We’re enjoying the new house–It’s fun to see wildlife in my backyard, also my commute is great, I get to see fun and exciting things on my drive home for lunch like airplanes running off the end of the runway!  The downside is the area I live in has been reported as having the slowest and worst internet in the United States.

It took me awhile to get internet because I was concerned with quite a few other things like unpacking essential stuff, fixing important things in the house (like outlets with no plates) and buying a car since I no longer live close enough to walk to work and making sure to still spend time with Kris and Eli and also prayer and meditation so I just didn’t have time to get to it.  When I got around to it, getting the website back up was challenging.  Cable and DSL were out of the question, there isn’t even a phone line to the house.  I spent a couple weeks trying to get a local site-to-site wireless provider but none could reach us due to trees and mountains blocking line-of-site to the towers.  So that left two options, Satellite or Verizon Wireless (I do get LTE here!).  Both had limited bandwidth so the obvious choice was Verizon Wireless via Millenicom which gives me 20GB data per month (I am used to 250GB/month so we’re having to cut way back).  I used my extra DD-WRT router to act as a wireless bridge between the MiFi and my main Tomato router to get an Ethernet connection to the server–so that’s what is serving this website up now.  If you should try to visit this blog and it’s down, you can assume it’s either a snowstorm or I ran out of bandwidth–in which case it will be back up on the 1st of the next month.

Earlier in the week to see what my Google ranking damage was I did a search on “b3n” and I did see that someone on homeservershow (Wayback machine) noticed it was down–I tried to register for an account so I could reply, but I can’t seem to get the activation to work.  I got an activation email, clicked on the link, but I still can’t login.  But thought I’d let you know the website owner dragging worked.

Well, I’m off to look at snowplows…

1 thought on “Website back up”

  1. I find it absolutely amazing that I’m able to read your website.

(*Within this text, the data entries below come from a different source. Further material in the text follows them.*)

Issue #530, opened 2026-05-23
refactor(rest-api): polish follow-ups from PR #474


masukai:
Five small follow-ups raised in the PR #474 approval review for the new `RestApiSource`. None are blocking — the source landed and works — but each tightens the implementation that future API sources will copy from. Pick one or all 🙏

## Tasks

- [ ] **Lift `_extract_next_link` into a shared HTTP util.** `drt/sources/rest_api.py:111` reaches into `RestApiDestination._extract_next_link` for Link-header parsing, coupling source ↔ destination through a destination's static method. Move it to a new `drt/_http_utils.py` (or `drt/destinations/_http.py`) and have both the source and the REST API destination import it.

Pictures, text, and your thoughts all coming from a small box in the middle of nowhere. We can rant and complain about slow Internet speeds (I am lucky to get 3 Mbps at my mountain house), but to think 20 years ago this would be almost unheard of.

    FWIW, I used to host a website when I was in college (a very fast connection!), and when I relocated to an apartment and later a house. However Comcast doesn’t like residential customers running servers on their connections without upgrading to their business class service, so I had to move to a traditional website host. I enjoyed running my own server, and it forced me to learn about PHP, SQL, and other technologies.